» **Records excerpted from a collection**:
PR #1210, opened 2023-11-10
Adding ability to hide node param from UI

automaton82:
This feature adds the ability for node params to mark themselves as `hidden` from the UI.

This is required for nodes which don't have static API credentials, but rather have session context tokens or otherwise that are dependent and change when the chatbot is embedded, and should not be set in the UI.

These params can still be targeted and passed a value through `chatflowConfig` options. In addition, the `i` info button continues to show these parameters inside of `NodeInfoDialog` so that developers know they exist.

### DIFF
--- a/packages/components/src/Interface.ts
+++ b/packages/components/src/Interface.ts
@@ -72,6 +72,7 @@ export interface INodeParams {
     fileType?: string
     additionalParams?: boolean
     loadMethod?: string
+    hidden?: boolean
 }
 
 export interface INodeExecutionData {
--- a/packages/ui/src/views/canvas/CanvasNode.js
+++ b/packages/ui/src/views/canvas/CanvasNode.js
@@ -207,9 +207,11 @@ const CanvasNode = ({ data }) => {
                         {data.inputAnchors.map((inputAnchor, index) => (
                             <NodeInputHandler key={index} inputAnchor={inputAnchor} data={data} />
                         ))}
-                        {data.inputParams.map((inputParam, index) => (
-                            <NodeInputHandler key={index} inputParam={inputParam} data={data} />
-                        ))}
+                        {data.inputParams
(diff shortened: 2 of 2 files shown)


HenryHengZJ (approved):
thanks @automaton82 !

automaton82:
There is a node in development and unfortunately not publicly available at this time. However, I will share what I can to give you an idea of why it's required and how it works.

We have an Enterprise application that is able to provide data in multiple ways, and would like a node to help with this. This application has a complicated sign-on infrastructure including single sign-on and federated authentication for N users, however once a user has authenticated they're given a unique session (or token) ID. This ID has a lifetime of the session, but is never fixed.

All of the data provided by the node is always *in the context of the session*. If user A signs on and uses the chat, they get different data than user B despite using the exact same chatflow. This is because the session ID is different between them, and injected at embed-time.

This is accomplished in multiple ways. First, the parameter itself in the node is marked as hidden like this:

```
{
    label: 'Application Session ID',
    name: 'ourApplicationSessionId',
    type: 'string',
    description: 'The ID of the session that should be used for accessing data from the application.',
    placeholder: 'Session ID',
    optional: true,
    hidden: true
},
```

The user never sees this part in the UI, nor do they need to care about it. For the embedded case it's obvious: the example embed code in `EmbedChat` has been augmented with something like:

```
chatflowConfig: {
    ourApplicationSessionId: window.getApplicationSessionId()
}
```

This addresses the embedding. However, for the case where they're using Flowise directly it requires something like:

`incomingInput.overrideConfig.ourApplicationSessionId = ourSessionId`

The next phase could be to extend Flowise with N users instead of just 1, but that's a much bigger feature.

HenryHengZJ:
thanks for the detail explanation! another thing I can think of is ssomething like OAuth2 scopes, where you want to get the specified scopes from the node on UI but dont want to display it out on UI.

» **WHAT YOU NEED TO DO**: Begin at the top of the records above and quote each line exactly, ending with the line that contains "fileType?: string".

» **WRITTEN REPLY**:
PR #1210, opened 2023-11-10
Adding ability to hide node param from UI

automaton82:
This feature adds the ability for node params to mark themselves as `hidden` from the UI.

This is required for nodes which don't have static API credentials, but rather have session context tokens or otherwise that are dependent and change when the chatbot is embedded, and should not be set in the UI.

These params can still be targeted and passed a value through `chatflowConfig` options. In addition, the `i` info button continues to show these parameters inside of `NodeInfoDialog` so that developers know they exist.

### DIFF
--- a/packages/components/src/Interface.ts
+++ b/packages/components/src/Interface.ts
@@ -72,6 +72,7 @@ export interface INodeParams {
     fileType?: string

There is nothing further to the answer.